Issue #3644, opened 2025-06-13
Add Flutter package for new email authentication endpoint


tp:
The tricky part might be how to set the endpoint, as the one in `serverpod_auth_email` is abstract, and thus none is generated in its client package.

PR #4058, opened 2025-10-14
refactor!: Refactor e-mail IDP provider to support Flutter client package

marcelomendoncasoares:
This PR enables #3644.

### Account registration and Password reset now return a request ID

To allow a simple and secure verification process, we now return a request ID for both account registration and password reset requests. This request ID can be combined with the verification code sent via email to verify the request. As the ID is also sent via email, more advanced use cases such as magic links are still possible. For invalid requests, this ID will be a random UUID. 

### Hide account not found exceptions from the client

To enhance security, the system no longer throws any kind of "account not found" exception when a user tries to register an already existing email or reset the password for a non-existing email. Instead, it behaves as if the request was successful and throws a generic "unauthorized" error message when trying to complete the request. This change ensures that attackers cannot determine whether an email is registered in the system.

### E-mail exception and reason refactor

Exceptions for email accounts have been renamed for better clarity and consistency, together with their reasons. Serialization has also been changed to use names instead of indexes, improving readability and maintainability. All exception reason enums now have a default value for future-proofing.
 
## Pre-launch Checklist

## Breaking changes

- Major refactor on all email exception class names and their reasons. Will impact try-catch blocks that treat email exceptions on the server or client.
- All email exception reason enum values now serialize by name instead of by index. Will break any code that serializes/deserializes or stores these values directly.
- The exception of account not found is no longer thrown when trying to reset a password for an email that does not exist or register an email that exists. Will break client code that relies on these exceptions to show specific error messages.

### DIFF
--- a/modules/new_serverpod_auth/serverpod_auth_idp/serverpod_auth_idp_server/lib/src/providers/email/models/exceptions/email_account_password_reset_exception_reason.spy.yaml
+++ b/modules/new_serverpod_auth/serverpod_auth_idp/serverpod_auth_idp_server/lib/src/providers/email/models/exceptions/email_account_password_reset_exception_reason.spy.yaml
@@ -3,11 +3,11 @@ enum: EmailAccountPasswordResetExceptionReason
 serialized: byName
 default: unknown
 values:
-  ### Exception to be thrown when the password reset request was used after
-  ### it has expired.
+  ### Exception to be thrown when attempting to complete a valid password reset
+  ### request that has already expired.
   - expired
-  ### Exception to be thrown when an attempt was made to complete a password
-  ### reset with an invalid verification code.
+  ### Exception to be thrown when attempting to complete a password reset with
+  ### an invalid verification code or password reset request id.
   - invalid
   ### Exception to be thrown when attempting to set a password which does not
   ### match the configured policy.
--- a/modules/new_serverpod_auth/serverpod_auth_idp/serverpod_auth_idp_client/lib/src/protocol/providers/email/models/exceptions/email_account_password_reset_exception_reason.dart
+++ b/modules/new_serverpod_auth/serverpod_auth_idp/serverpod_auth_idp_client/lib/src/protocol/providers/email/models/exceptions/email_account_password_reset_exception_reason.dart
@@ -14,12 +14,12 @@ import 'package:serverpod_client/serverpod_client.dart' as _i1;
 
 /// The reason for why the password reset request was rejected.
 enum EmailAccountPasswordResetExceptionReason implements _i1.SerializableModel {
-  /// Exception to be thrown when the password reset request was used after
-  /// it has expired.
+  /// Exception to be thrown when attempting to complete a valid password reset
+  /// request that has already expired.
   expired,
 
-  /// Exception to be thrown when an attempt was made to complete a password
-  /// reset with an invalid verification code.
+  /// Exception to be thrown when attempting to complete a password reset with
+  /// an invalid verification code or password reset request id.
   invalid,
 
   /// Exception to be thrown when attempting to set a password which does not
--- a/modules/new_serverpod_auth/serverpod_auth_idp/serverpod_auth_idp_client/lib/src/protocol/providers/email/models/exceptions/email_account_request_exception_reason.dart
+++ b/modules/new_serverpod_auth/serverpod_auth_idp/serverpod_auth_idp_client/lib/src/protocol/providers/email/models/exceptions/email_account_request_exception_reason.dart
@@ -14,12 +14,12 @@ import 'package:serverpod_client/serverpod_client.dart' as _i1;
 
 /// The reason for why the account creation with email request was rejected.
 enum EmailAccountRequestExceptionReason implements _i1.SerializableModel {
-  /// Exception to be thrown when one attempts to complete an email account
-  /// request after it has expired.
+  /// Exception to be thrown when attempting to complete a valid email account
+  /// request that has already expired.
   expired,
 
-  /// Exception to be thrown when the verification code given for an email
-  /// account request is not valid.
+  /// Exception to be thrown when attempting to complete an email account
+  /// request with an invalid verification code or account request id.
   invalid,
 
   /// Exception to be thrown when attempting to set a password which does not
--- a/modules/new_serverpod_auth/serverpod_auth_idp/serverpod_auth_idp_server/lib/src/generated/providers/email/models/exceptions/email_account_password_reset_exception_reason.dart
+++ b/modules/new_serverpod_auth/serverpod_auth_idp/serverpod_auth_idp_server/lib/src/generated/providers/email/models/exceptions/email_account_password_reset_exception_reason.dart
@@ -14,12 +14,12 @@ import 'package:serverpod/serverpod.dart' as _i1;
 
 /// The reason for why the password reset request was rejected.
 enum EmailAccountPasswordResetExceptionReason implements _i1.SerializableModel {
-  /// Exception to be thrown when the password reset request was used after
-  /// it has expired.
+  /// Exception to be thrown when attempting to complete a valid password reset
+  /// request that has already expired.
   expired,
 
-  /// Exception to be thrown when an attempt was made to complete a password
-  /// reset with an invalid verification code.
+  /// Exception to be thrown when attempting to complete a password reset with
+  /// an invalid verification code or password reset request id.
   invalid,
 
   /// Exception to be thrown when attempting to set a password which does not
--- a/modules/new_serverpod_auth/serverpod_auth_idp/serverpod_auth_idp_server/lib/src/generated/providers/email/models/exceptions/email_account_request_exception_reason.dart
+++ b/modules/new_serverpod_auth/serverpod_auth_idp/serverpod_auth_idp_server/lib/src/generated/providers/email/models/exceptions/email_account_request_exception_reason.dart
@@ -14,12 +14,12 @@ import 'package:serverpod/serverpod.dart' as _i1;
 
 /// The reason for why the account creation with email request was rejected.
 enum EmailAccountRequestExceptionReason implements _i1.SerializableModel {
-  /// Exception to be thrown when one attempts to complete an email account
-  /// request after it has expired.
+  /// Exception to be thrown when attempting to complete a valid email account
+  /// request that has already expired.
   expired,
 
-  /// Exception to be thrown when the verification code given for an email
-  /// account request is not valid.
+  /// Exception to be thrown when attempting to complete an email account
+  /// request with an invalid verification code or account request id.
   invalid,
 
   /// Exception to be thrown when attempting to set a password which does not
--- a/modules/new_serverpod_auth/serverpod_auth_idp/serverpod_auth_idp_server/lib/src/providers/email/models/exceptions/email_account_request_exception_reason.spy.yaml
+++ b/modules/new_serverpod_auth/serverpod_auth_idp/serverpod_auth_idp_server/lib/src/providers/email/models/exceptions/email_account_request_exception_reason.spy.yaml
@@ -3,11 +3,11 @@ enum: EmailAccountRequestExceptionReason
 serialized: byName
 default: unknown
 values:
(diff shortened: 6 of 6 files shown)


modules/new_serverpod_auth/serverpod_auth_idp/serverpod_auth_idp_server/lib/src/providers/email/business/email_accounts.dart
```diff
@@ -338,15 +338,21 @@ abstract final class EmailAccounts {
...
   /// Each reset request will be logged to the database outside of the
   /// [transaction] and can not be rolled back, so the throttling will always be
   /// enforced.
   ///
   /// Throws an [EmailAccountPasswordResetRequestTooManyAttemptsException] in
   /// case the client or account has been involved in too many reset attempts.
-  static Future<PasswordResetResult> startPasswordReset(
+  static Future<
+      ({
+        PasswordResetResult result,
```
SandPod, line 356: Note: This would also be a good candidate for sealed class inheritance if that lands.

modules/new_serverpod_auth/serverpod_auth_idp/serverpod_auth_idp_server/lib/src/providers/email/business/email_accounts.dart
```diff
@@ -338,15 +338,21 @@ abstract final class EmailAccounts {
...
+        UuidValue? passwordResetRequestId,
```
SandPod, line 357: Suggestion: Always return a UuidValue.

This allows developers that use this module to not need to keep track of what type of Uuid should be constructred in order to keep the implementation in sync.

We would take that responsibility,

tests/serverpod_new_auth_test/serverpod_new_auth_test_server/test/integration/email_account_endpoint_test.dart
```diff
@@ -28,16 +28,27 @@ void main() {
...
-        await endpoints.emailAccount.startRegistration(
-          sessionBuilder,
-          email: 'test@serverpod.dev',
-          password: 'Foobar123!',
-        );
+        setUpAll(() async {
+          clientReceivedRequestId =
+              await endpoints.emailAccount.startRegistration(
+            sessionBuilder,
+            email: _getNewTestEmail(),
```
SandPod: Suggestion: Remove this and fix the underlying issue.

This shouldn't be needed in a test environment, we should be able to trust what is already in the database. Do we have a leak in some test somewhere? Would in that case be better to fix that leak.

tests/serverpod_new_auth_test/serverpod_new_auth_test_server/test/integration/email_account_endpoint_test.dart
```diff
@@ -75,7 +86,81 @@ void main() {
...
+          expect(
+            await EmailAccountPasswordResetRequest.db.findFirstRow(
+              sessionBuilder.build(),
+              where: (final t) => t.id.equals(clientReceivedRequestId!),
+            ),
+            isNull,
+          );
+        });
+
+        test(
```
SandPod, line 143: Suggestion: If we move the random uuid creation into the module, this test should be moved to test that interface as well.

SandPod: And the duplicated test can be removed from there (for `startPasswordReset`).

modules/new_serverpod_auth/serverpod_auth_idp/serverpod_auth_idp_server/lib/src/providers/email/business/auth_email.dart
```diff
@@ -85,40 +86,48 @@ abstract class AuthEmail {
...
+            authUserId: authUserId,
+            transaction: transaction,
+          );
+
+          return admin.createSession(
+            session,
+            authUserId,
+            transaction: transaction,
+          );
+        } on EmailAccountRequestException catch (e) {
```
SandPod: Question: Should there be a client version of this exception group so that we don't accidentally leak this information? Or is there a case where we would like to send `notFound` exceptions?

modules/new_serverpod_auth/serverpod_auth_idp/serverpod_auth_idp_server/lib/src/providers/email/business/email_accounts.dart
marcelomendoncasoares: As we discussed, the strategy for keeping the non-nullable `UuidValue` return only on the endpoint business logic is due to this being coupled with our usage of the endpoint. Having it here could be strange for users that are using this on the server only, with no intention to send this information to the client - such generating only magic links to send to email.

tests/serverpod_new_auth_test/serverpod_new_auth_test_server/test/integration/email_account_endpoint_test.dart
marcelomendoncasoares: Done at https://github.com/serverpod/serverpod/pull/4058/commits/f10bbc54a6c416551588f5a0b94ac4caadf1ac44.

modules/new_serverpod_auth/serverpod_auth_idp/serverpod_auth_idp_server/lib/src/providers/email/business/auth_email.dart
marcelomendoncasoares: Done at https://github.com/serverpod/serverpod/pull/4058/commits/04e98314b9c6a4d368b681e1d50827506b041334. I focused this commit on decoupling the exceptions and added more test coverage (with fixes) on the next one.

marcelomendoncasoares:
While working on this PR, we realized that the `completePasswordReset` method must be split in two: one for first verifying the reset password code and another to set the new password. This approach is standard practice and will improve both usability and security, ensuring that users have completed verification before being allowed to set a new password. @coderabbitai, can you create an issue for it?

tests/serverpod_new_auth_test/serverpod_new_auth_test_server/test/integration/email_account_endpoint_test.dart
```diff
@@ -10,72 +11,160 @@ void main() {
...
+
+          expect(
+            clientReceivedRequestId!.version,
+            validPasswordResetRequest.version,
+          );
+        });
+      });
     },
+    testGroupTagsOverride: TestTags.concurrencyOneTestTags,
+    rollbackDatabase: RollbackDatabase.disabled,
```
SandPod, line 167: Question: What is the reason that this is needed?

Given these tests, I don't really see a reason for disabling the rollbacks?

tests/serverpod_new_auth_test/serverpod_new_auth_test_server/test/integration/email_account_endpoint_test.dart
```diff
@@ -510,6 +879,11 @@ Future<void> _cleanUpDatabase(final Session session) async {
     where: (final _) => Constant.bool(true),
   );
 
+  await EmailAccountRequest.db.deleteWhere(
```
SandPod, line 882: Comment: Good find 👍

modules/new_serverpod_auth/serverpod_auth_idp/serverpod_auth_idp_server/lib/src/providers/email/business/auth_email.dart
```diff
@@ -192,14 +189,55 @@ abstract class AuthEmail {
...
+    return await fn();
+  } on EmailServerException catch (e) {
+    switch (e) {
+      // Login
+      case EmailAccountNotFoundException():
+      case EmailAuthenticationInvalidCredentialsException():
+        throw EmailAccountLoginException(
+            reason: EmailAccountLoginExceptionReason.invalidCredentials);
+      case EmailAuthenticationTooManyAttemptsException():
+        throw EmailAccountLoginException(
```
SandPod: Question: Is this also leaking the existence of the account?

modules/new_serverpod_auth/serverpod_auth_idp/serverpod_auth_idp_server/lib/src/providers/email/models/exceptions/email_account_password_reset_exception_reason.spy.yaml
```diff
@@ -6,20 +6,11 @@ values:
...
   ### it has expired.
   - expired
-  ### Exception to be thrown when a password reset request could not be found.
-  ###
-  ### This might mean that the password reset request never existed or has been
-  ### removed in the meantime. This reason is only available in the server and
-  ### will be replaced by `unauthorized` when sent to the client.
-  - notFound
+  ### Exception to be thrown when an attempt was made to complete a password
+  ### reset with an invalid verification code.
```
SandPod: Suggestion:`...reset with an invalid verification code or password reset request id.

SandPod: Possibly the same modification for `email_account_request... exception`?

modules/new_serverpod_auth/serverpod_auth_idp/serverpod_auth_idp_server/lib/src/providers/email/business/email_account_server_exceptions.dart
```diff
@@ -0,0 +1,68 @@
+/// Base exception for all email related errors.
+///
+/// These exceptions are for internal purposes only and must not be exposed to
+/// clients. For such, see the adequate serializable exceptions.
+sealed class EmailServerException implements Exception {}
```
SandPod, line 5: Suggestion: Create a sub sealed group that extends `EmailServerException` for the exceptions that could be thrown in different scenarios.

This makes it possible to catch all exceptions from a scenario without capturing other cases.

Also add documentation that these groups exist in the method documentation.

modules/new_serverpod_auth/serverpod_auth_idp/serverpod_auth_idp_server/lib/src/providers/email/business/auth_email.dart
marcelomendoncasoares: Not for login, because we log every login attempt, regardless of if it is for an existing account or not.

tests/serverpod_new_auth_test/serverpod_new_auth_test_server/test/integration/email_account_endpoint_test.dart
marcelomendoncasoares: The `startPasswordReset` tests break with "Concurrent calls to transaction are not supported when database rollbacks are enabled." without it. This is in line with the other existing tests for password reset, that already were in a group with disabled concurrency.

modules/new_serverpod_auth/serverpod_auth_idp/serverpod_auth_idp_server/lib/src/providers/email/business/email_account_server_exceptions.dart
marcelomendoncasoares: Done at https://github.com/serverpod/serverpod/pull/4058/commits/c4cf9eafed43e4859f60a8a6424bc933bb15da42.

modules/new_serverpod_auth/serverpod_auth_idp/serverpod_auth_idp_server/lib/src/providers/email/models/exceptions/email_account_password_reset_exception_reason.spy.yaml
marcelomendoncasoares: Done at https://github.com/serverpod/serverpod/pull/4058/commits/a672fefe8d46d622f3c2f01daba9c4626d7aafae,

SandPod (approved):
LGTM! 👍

|---|

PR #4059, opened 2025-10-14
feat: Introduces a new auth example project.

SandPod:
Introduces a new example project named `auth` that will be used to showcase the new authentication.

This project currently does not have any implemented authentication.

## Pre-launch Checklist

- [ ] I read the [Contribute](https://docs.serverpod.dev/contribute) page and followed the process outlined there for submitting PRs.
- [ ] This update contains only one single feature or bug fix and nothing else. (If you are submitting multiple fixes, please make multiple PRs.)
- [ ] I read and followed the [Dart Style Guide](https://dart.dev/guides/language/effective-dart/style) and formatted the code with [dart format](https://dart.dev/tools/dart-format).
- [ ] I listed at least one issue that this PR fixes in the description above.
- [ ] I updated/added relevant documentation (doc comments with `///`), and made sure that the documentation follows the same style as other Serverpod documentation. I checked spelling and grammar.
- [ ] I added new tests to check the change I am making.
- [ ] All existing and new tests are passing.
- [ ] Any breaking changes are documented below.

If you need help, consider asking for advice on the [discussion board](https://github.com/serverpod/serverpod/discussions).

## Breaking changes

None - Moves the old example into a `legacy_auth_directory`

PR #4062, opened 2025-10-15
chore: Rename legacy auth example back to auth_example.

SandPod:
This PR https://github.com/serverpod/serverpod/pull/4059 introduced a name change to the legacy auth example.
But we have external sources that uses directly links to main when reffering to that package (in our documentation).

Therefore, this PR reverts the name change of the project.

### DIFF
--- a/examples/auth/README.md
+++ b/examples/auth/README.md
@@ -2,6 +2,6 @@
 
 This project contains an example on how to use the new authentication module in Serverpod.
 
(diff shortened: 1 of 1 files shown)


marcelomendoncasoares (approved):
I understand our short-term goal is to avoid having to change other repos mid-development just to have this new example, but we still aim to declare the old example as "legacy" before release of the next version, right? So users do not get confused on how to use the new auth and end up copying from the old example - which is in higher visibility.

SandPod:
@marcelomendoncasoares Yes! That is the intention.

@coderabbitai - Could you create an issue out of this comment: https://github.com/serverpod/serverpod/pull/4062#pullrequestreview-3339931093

|---|

Work task:
Among the entries above, identify all lines with "magic" and copy them.

Completed task:
To allow a simple and secure verification process, we now return a request ID for both account registration and password reset requests. This request ID can be combined with the verification code sent via email to verify the request. As the ID is also sent via email, more advanced use cases such as magic links are still possible. For invalid requests, this ID will be a random UUID. 
marcelomendoncasoares: As we discussed, the strategy for keeping the non-nullable `UuidValue` return only on the endpoint business logic is due to this being coupled with our usage of the endpoint. Having it here could be strange for users that are using this on the server only, with no intention to send this information to the client - such generating only magic links to send to email.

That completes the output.